Poco después de la hora concretada llega Héctor pidiendo disculpas por su tardanza, Nora le dice que no ocurre nada y los dos se marchan de allí en el coche de Héctor.
De camino al cine todo son risas, Nora cambia un par de veces la música que Héctor tiene puesta en su reproductor, mientras él hace ver que se enfada con ella por quitarle su música.
Entre palabras y risas llegan finalmente al cine. La sesión de las siete y media. Todavía queda una hora y pico de espera.
Van a un bar que hay dentro del centro comercial. Nora se pide un bocadillo, está muerta de hambre, Héctor prefiere beber algo, por lo que se pide un café.

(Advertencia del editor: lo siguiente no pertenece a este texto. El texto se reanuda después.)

PR #4800, opened 2017-01-25
ISPN-7396 Improve default bundle size and fragment size

danberindei:
https://issues.jboss.org/browse/ISPN-7396

### DIFF
--- a/cloud/src/main/resources/default-configs/default-jgroups-ec2.xml
+++ b/cloud/src/main/resources/default-configs/default-jgroups-ec2.xml
@@ -54,5 +54,4 @@
    <MFC max_credits="2m" 
         min_threshold="0.40"
    />
-   <FRAG2 />
 </config>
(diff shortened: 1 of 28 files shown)


tristantarrant:
CI says: java.lang.IllegalArgumentException: frag_size (8500) has to be < TP.max_bundle_size (8000)

danberindei:
@tristantarrant Yeah, I thought it was the other way around... I wish they could be the same :)

danberindei:
run performance tests please
library

tristantarrant:
It feels like a mistake: why would I ever want a bundle bigger than the fragment size ?

tristantarrant:
Pushed to master

danberindei:
@tristantarrant I think it's because the bundle size accounts for the size of the headers, and FRAG2 doesn't, but I'm not sure.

-Si te parece muy moña puedes decirmelo, no voy a enfadarme
-¿Qué quieres... que devuelva ahora las entradas? - Hécto ríe
-¡Tonto! tampoco eso, pero sí que me lo digas, quiero que seas sincero conmigo
-Y lo soy, la película me gusta, aunque todavía no la haya visto. Puede que preferiria ver otras pero no me desagrada
-Bueno, pues cuando salgas llorando del cine veremos quién es el que prefería ver otras - esta vez es Nora la que ríe.
"Cómo duelen las mañanas resaqueras" es lo primero que piensa Ana en cuanto despierta. Poco recuerda de la noche anterior, de su noche con Antoine. Ana se gira, apoya todo su peso en su lado izquierdo, y lo ve. Antoine está allí, durmiendo. ¡Y con el pijama de su padre!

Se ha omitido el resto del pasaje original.